【Jリーグ】セレッソ・柿谷曜一朗が放つ「ゴールの匂い」を日本代表に。 (2ページ目)

  • 浅田真樹●文 text by Asada Masaki
  • 赤木真二●撮影 photo by Akagi Shinji

 クルピ監督は70分、2トップのひとりであるエジノに代えて杉本健勇を投入し、中盤の守備を強化する一方で、2トップのもうひとり、柿谷は最前線にとどまらせた。「ボールを奪ったら、曜一朗のスピードを(カウンターで)生かす」ためである。

 柿谷は言う。
「監督から、ずっと2点目を取りに行けと言われていた。クリアボールでも何でも、前にボールが来たときに全力でボールを追いかけて、そこから決定的な仕事をすることを意識していた」

 結果を言えば、柿谷が追加点を奪うことはできなかった。
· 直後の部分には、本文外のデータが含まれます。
Issue #3626, opened 2025-06-12
Should use `extern "system"` as much as possible


Berrysoft:
### Suggestion

`extern "system"` is designed for Windows API, which uses "stdcall" on x86 and "C" on other archs. `windows_targets::link` now distinguishes them again. It becomes very annoying because previously I use `unsafe extern "system" fn` function pointers to store some windows APIs but now they become "C" on non-x86. I don't get the point why you distinguish them.

kennykerr:
I'm not really sure what you're alluding to. Is this in reference to #3622 or something else?

Berrysoft:
I think so. #3622 modifies [crates/libs/targets/src/lib.rs](https://github.com/microsoft/windows-rs/pull/3622/files#diff-6fd35ee92167be2217aca197f703a29f6835760ee209be67a60d7e08e879bbc5).

RalfJung:
I think is is related to my question [here](https://github.com/microsoft/windows-rs/pull/3622#issuecomment-2962027462): for all non-variadic functions, windows-sys should be able to use `extern "system"` on *all* targets: Windows or not, x86-32 or not. For variadic functions it should be able to use `extern "C"` everywhere. (I think we should allow variadic "system" functions and make them behave like "C", which is already implemented but still pending stabilization: https://github.com/rust-lang/rust/issues/136946.)

>  now they become "C" on non-x86

https://github.com/microsoft/windows-rs/pull/3622 didn't change this though... already before that PR, it was "system" on i686-windows and "C" on x86_64-windows. That PR changed some "cdecl" to "C", but this does not seem to be your problem. It also changed the ABI on non-Windows from "system" to "C", but I assume you are building for a Windows target here.

ChrisDenton:
Hm, the link macro could be made to convert "cdecl" to "C" and leave other abis as-is. 

That would avoid the future incompatibilities while allowing "system" to pass through unchanged.

ChrisDenton:
But yes, I'm confused by your PR because it changes something that existed before my PR.

Berrysoft:
> [#3622](https://github.com/microsoft/windows-rs/pull/3622) didn't change this though... already before that PR, it was "system" on i686-windows and "C" on x86_64-windows.

Before that PR, **only when raw-dylib enabled**, it was "C" on x86_64-windows. That PR changed the behavior.

Berrysoft:
> But yes, I'm confused by your PR because it changes something that existed before my PR.

[...]

PR #3627, opened 2025-06-12
Use the given ABI in `link!`

Berrysoft:
What's this all about?

Fixes: #3626

Varargs should not be a problem because they are already `extern "C"`.

### DIFF
--- a/crates/libs/link/src/lib.rs
+++ b/crates/libs/link/src/lib.rs
@@ -5,6 +5,10 @@
 #[cfg(all(windows, target_arch = "x86"))]
 #[macro_export]
 macro_rules! link {
+    // Avoid future-compat lint if bindings are still using the old "cdecl" form of the bindings.
+    ($library:literal "cdecl" $($link_name:literal)? fn $($function:tt)*) => (
+        $crate::link!($library "C" $($link_name)? fn $($function)*);
+    );
     ($library:literal $abi:literal $($link_name:literal)? fn $($function:tt)*) => (
         #[link(name = $library, kind = "raw-dylib", modifiers = "+verbatim", import_name_type = "undecorated")]
         extern $abi {
@@ -18,9 +22,13 @@ macro_rules! link {
 #[cfg(all(windows, not(target_arch = "x86")))]
 #[macro_export]
 macro_rules! link {
+    // Avoid future-compat lint if bindings are still using the old "cdecl" form of the bindings.
+    ($library:literal "cdecl" $($link_name:literal)? fn $($function:tt)*) => (
+        $crate::link!($library "C" $($link_name)? fn $($function)*);
+    );
     ($library:literal $abi:literal $($link_name:literal)? fn $($function:tt)*) => (
         #[link(name = $library, kind = "raw-dylib", modifiers = "+verbatim")]
-        extern "C" {
+        extern $abi {
             $(#[link_name=$link_name])?
             pub fn $($function)*;
         }
@@ -31,8 +39,12 @@ macro_rules! link {
 #[cfg(not(windows))]
 #[macro_export]
 macro_rules! link {
+    // Avoid future-compat lint if bindings are still using the old "cdecl" form of the bindings.
+    ($library:literal "cdecl" $($link_name:literal)? fn $($function:tt)*) => (
+        $crate::link!($library "C" $($link_name)? fn $($function)*);
+    );
     ($library:literal $abi:literal $($link_name:literal)? fn $($function:tt)*) => (
-        extern "C" {
+        extern $abi {
             pub fn $($function)*;
         }
     )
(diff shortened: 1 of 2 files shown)


crates/libs/targets/src/lib.rs
```diff
@@ -40,19 +40,6 @@ macro_rules! link {
...
-        extern "C" {
-            $(#[link_name=$link_name])?
-            pub fn $($function)*;
-        }
-    )
-}
-
 /// Defines an external function to import.
 #[cfg(all(not(windows), not(windows_raw_dylib)))]
 #[macro_export]
```
RalfJung, line 57: I feel like at this point you may as well remove the non-Windows fallback here as well, and use the same ABI everywhere.

crates/libs/targets/src/lib.rs
```diff
@@ -28,7 +28,7 @@ macro_rules! link {
 }
```
RalfJung, line 36: And there's another `extern "C"` block here.

crates/libs/targets/src/lib.rs
Berrysoft: I'm not sure about whether "system" works well on non-Windows targets...

crates/libs/targets/src/lib.rs
RalfJung, line 1: This isn't even the same file that https://github.com/microsoft/windows-rs/pull/3622 changed...

Berrysoft: It is.

crates/libs/targets/src/lib.rs
Berrysoft: OK. "system" should be the same as "C" on other targets.

crates/libs/targets/src/lib.rs
RalfJung: It is not. `crates/libs/targets/src/lib.rs` != `crates/libs/link/src/lib.rs`. Or did the file get moved around? It'd be helpful if you could explain a bit more rather than just bluntly asserting that I am wrong.

Berrysoft: It is. Both files are modified in that PR...

RalfJung: Ah, #3622 changed both files, the `target` one just drowned in the other edits. My bad.

crates/libs/targets/src/lib.rs
```diff
@@ -20,19 +20,6 @@ macro_rules! link {
 macro_rules! link {
     ($library:literal $abi:literal $($link_name:literal)? fn $($function:tt)*) => (
         #[link(name = $library, kind = "raw-dylib", modifiers = "+verbatim")]
```
RalfJung, line 30: FWIW, since all versions of the macro use the same ABI now this could now be done with `cfg_attr` rather than having separate macros.

crates/libs/targets/src/lib.rs
RalfJung: Exactly, "system" is defined as 
- "stdcall" on win32
- "C" everywhere else

crates/libs/targets/src/lib.rs
Berrysoft: Well, we put `cfg`s out of macros to prevent them from leaking to the users. We cannot use `cfg_attr` here.

ChrisDenton:
Could you squish your commits? And maybe change the PR title to reflect the current state.

crates/libs/targets/src/lib.rs
RalfJung: Ah, I guess `cfg_attr`  inside the macro would be evaluated too late, it'd be evaluated in the user crate... that's unfortunate.

crates/libs/link/src/lib.rs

「とどめを刺す2点目のチャンスはあったが、判断が悪かった」とクルピ監督。当の柿谷もまた、「僕が前を向いたときのプレイの質はもう......、まったく何もできなかったに等しいほどの出来やと思う」と反省を口にした。

 だが、そんな苦い経験がまたひとつ、ゴールに対する意識を強くする。柿谷が続ける。

「(自分たちがポゼッションするだけでなく)ボールを奪ったときに、しっかりカウンターで仕留めるのもサッカー。そういうところの質はまだまだ上げていけると思ったし、それが上がっていけばいくほど、僕自身も得点のチャンスが増えると思う」

 冗談めかして「僕(の連続試合ゴール)は終わったので、(2試合連続ゴール中の山口)螢にはいっぱい決めてほしい」と話し、周囲を笑わせた柿谷だったが、ゴールへの渇望は強まるばかりだ。
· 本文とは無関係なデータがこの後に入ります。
PR #3628, opened 2025-06-12
Revert ABI changes to the `link` macros

ChrisDenton:
This simply reverts the changes to the `link` macros made in https://github.com/microsoft/windows-rs/pull/3622. A future version of these crates could change how linking works but let's not do that now.

Fixes: #3626


kennykerr (approved):

kennykerr:
Thanks! Once green I'll republish the crates to avoid `windows-sys` and friends from explicitly depending on a yanked crate.

PR #3646, opened 2025-06-30
Fixes #3641

### LINKED ISSUE #3641: Add support for running a service exe as a console app.
### Suggestion

All of the Windows services that I've ever written in C or C++ could be run as a console application for one reason or another.

The `windows-services` crate could easily allow this functionality, and already detects if the process was started as a console app: https://github.com/microsoft/windows-rs/blob/6437f5e1e02c287fd19ee3cae3d75a482e7ed5e0/crates/libs/services/src/lib.rs#L132

There's more than 1 way to add this feature, but I think that there is 1 way that breaks the least: Add a `.allow_console()` (or choose a better name) to `Service` that when called allows `.run()` to return if the check on the call to `StartServiceCtrlDispatcherW()` (linked above) sees that it was run on the console. If the `.allow_console()` function is never called, then keep the existing functionaility.

The state in `Service` is all private, so adding to it would only affect code in the same file, but a bit in the existing `u32` could be used, if that's acceptable.

Please add this functionality, as I can't use it without this feature.

Type1J:
This fix adds a way to run an executable as a service or from the command line, which was previously not possible.

There is a call that sets a flag to opt in to this behavior, so the existing functionally should not change.

Fixes: #3641

### DIFF
--- a/crates/libs/services/src/lib.rs
+++ b/crates/libs/services/src/lib.rs
@@ -87,25 +87,37 @@ pub fn set_state(state: State) {
 
 /// A service builder, providing control over what commands the service supports before the service begins to run.
 #[derive(Default)]
-pub struct Service(u32);
+pub struct Service {
+    api_flags: u32,
+    can_run_without_scm: bool,
+}
 
 impl Service {
     /// Creates a new `Service` object.
     ///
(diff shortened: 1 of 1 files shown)


Type1J:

 こうなると柿谷には、好調セレッソだけでなく、やはり日本代表での活躍も期待したくなる。彼が発する「何か起こりそうな雰囲気」というのは、現在のJリーグでは、他の選手からはなかなか感じることができないものだ。

 柿谷自身は、代表入りについてこんなことを語っている。
「点を決めているとはいえ、90分間通してのプレイが全然(ダメ)。もちろん、勝つという結果が一番大事やし、そこに全力を尽くしているが、まったくできていないことが(自分には)やっぱりある。(代表入りは)まだまだ過ぎて、全然考えていない」

 とはいえ、第2節の甲府戦後には、クルピ監督が「今日のゲームで曜一朗は、ディフェンスにおいて決定的な仕事を2回した」と話していたように、以前と比べて運動量も増え、チーム戦術の中での守備も確実にこなせるようになった。まだ物足りなさはあるにしても、かつてのような、ボールを持ったときだけに力を発揮する独善的な選手では、もはやなくなっている。
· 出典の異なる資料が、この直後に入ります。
Issue #1881, opened 2022-07-08
Feature request: `*-pc-windows-gnullvm` targets


mati865:
### Motivation

`*-pc-windows-gnullvm` is a new family of Tier 3 Rust targets (currently only `x86_64` and `aarch64`) that need `windows-rs` support to be usable. Some discussions happened over https://github.com/microsoft/windows-rs/pull/1846

### Drawbacks

More maintenance work.

### Rationale and alternatives

To match behaviour of current `*-windows-msvc` and `*-windows-gnu` targets new crates would have to be made, solely for `*-windows-gnullvm`.
Alternatively it could be implemented using `raw-dylib` feature once it stabilises (there is no any E.T.A.) putting any work on these targets on hold.

### Additional context

List of remaining work:
- [ ] adding new target crates with tool to generate imports - I can do it soon
- [ ] testing on CI - this is complicated as there are no prebuilt binaries available yet, I plan to provide this target for CLANG64 subsystem at MSYS2 once it becomes usable (is able to build most popular crates - so it requires windows-rs support), until then I can prepare tarballs with those targets for use on the CI

mati865:
Hello, are there plans to release `windows-sys` version with the new targets?

kennykerr:
Yes, I'm just waiting for one more fix from win32 metadata (https://github.com/microsoft/win32metadata/pull/1276) and then I plan to release an update early this week.

kennykerr:
`windows-sys` 0.42.0 has now been published!

PR #3653, opened 2025-07-08
Test *-pc-windows-gnullvm host toolchains

mati865:
A bit overdue but addresses the last checkbox in https://github.com/microsoft/windows-rs/issues/1881


kennykerr:
Thanks, I'm not sure we need to test this in windows-rs as we've mostly moved to `raw-dylib` by default so its less of an issue specifically about windows-rs and more of a Rust toolchain issue to support different targets.

mati865:
Fair enough, I'll close it then.

Issue #3652, opened 2025-07-08
`windows-core::GUID::new` should call UuidCreate directly rather than bounce through CoCreateGuid


Robo210:
### Suggestion

CoCreateGuid is in ole32.dll, and is a simple forwarder to UuidCreate in rpcrt4.dll. Swapping GUID::new to call UuidCreate directly would allow people to use GUIDs for things outside of COM without needing to link against the COM libraries.

ole32.dll is not always available in every Windows edition, but rpcrt4.dll currently is. It would be nice for the GUID class to not statically link to ole32.dll for those of us targeting the smaller Windows editions.

riverar:
Sounds reasonable.

Can confirm on my system that `CoCreateGuid` forwards to `combase.dll` by way of `api-ms-win-core-com-l1-1-0` and the implementation unconditionally calls `rpcrt4!UuidCreate`. (This also means the GUIDs from `GUID::new` are type 4 and not guaranteed to be globally unique.)

kennykerr:
No objection to this targeted fix but generally speaking this will be a bit of a whack-a-mole as other APIs crop up that may not be available on different Windows editions. Still, happy to make the change if it unblocks adoption for you.

Robo210:
The thought of playing whack-a- mole does concern me. I have a hunch though that the number of thin wrappers like CoCreateGuid is quite limited, and the number of exports that purely forward to another dll is larger but easily knowable. And I believe if it went a step further and linked against an API Set rather than a lib, the latter case could be handled easier (aka I know I need a bunch of functions officially exported from advapi32 that are actually hosted elsewhere, and advapi32 is usually first in the chopping block for the smaller Windows editions).

I was surprised that the crate uses named dlls rather than API Set names. There's probably some compat issues with older versions that don't support API Sets, but it also means newer, smaller OS versions need the reverse forwarders, which also aren't always available even when the needed API Set is.

My immediate concern though is that I need to call ETW functions that take a GUID parameter but I never actually call 'new'. As I understand it the linker must be able to resolve all references in the obj (e.g. to ole32.lib) before the optimizer can strip out the new function as unused and drop the ole32 dependency. And if it fails to optimize it away, then my program will fail to launch on any edition without COM support, even though I don't need or want COM support in the first place. All so I can pass a simple GUID struct to a function.

riverar:
[...]

PR #3656, opened 2025-07-09
Replace `CoCreateGuid` with `UuidCreate` to avoid `ole32.dll` dependency

kennykerr:
Fixes: #3652


crates/libs/core/src/guid.rs
```diff
@@ -21,7 +21,14 @@ pub struct GUID {
...
     pub fn new() -> Result<Self> {
-        unsafe { imp::CoCreateGuid() }
+        let mut guid = Self::zeroed();
+        let result = unsafe { imp::UuidCreate(&mut guid as *mut _ as _) };
+
+        if result == 0 {
+            Ok(guid)
+        } else {
+            Err(Error::from_hresult(HRESULT::from_win32(result as u32)))
+        }
```
riverar: `UuidCreate` returns multiple success values (e.g., `RPC_S_UUID_LOCAL_ONLY`). I believe the `CoCreateGuid` wrapper swallows this one specifically and returns `S_OK`. Double-checking now.

Robo210 (approved):

crates/libs/core/src/guid.rs
riverar: On my copy of 25H2 26200.5670, I verified it has a check for `RPC_S_UUID_LOCAL_ONLY || RPC_S_OK` and returns `S_OK`.

See also: `onecore\com\combase\class\cocrguid.cxx`

kennykerr: Yes, I see that. I'm not sure whether that's significant to preserve but I suppose I can do that easily enough. 👍

kennykerr: OK, I've preserved that behavior.

riverar (approved):

PR #3657, opened 2025-07-10
Add simple C# interop sample/test

kennykerr:
I'd like to add some more interesting C# interop samples and tests (much like I already have for C++) but for now this is just a tiny example to prove out that it works in the build without overly complicating windows-rs - let's see. 🙃

There's a new Rust `cdylib` library crate that will produce a DLL with a simple exported function and a second Rust library crate that just acts as a driver to build and run a simple C# console app that then calls the exported function. This lets us test it as follows:

```
cargo test -p csharp_client
```

It will also be validated as part of the CI build automatically. 

This still seems a little cumbersome but its at least manageable. It does depend on "dotnet.exe" and the .NET SDK being installed so we'll see if the default GitHub runners include that...


kennykerr:
I need to figure out how to pass the Rust `target_arch` to `dotnet` to satisfy the build.

riverar (approved):

PR #2573, opened 2016-06-21
webdav: avoid NPE if client fails to send a User-Agent header

paulmillar:
Motivation:

Not all user-agents send a User-Agent header in their requests, yet
dCache webdav door fails with a NPE if not.  Duplicity is apparently
one such client.

Modification:

Update code to check if user-agent is the OwnCloud sync-client to be
robust against a client not sending the header.

Result:

No more NPEs.

Target: master
Request: 2.16
Request: 2.15
Patch: https://rb.dcache.org/r/9444/
Acked-by: Gerd Behrmann
Ticket: http://rt.dcache.org/Ticket/Display.html?id=8998


paulmillar:
retest this please

paulmillar:
retest this please

PR #2593, opened 2016-06-27
resilience: eliminate unnecessary update calls and fix synchronizatio…

alrossi:
…n of file op registration

Motivation:

Patch 9451 made adjustments to the way a duplicated
file operation updates the extant one.  It did so
in the FileOperationMap's 'add' method.

However, the two entry points for a new file operation
were also pre-checking the existence of the operation
before actually processing the update.  This was
being done in order to avoid the database call to
get file attributes.

Now that the logic of the update has changed slightly,
this simple counter increment is not correct.

Moreover, the lack of synchronization (the underlying
call to the index fetches from a ConcurrentMap) was
based on the idea that we would not get into serious
trouble if simultaneous calls were sliced such
that both actually end up adding an operation (the
second overwriting the first).

However, it is possible for this to confuse the
operation counts on simultaneous pool scans (it
happens rarely, but recent testing revealed a few
instances).

Modification:

First, the extra call (and its updateCount method)
have been eliminated.  Testing shows that there
is no significant performance loss in doing so.
In fact, the collision is most likely to occur
between two handleScanned calls, and the ingest
rates there are already masked by the slower
select query.

Second, the add method has now made the check-and-add
sequence into an atomic critical section, as it
normally should have been.  Once again, testing
reveals no noticeable drop in performance.

Result:

Correct update code, and race condition eliminated.

Target: master
Request: 2.16
Acked-by: Gerd

### DIFF
--- a/modules/dcache-resilience/src/main/java/org/dcache/resilience/data/FileOperationMap.java
+++ b/modules/dcache-resilience/src/main/java/org/dcache/resilience/data/FileOperationMap.java
@@ -76,6 +76,7 @@ import java.util.concurrent.TimeUnit;
 import java.util.concurrent.atomic.AtomicInteger;
 import java.util.concurrent.atomic.AtomicLong;
 import java.util.stream.Collectors;
+import javax.ws.rs.HEAD;
 
 import diskCacheV111.util.CacheException;
 import diskCacheV111.util.PnfsId;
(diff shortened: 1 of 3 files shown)


alrossi:
Depends on #2590

alrossi:
The failure is due to the dependency of this patch on a previous one.

jstarek:
Retest this please

alrossi:
Jürgen, this suggests to me that this patch has not been applied on top of 2590.  There is a missing overloaded method and the call at that line cannot match the existing method signatures.

I don't know what to do about pull requests that depend on each other.  I once tried posting one patch built on another, but that seemed not to work ...

Let me know what to do about this (i.e., how to resolve the dependency).  

Thanks, Al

 奇しくも昨日の東京戦には、日本代表のザッケローニ監督が視察に訪れていた。「そういうときに限って点が取れない」と苦笑いしていた柿谷のプレイは、イタリア人指揮官の目にどう映っただろうか。

 少なくとも試してみる価値はあるはず。今の柿谷のプレイには、そう思わせるだけの期待感がある。